In full and without alteration, write out the lines below.

Top of RECORDS

PR #3839, opened 2020-03-10
Update requirements workflow triggers

csadorf:
To prevent the GitHub actions bot to create PRs on forks and otherwise unconcerned branches.

### DIFF
--- a/.github/workflows/test-install.yml
+++ b/.github/workflows/test-install.yml
@@ -2,16 +2,12 @@ name: test-install
 
 on:
   push:
-    branches:
-      - master
-      - develop
-      - release/*
-      - dm/*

Bottom of RECORDS

WRITTEN SOLUTION
PR #3839, opened 2020-03-10
Update requirements workflow triggers

csadorf:
To prevent the GitHub actions bot to create PRs on forks and otherwise unconcerned branches.

### DIFF
--- a/.github/workflows/test-install.yml
+++ b/.github/workflows/test-install.yml
@@ -2,16 +2,12 @@ name: test-install
 
 on:
   push:
-    branches:
-      - master
-      - develop
-      - release/*
-      - dm/*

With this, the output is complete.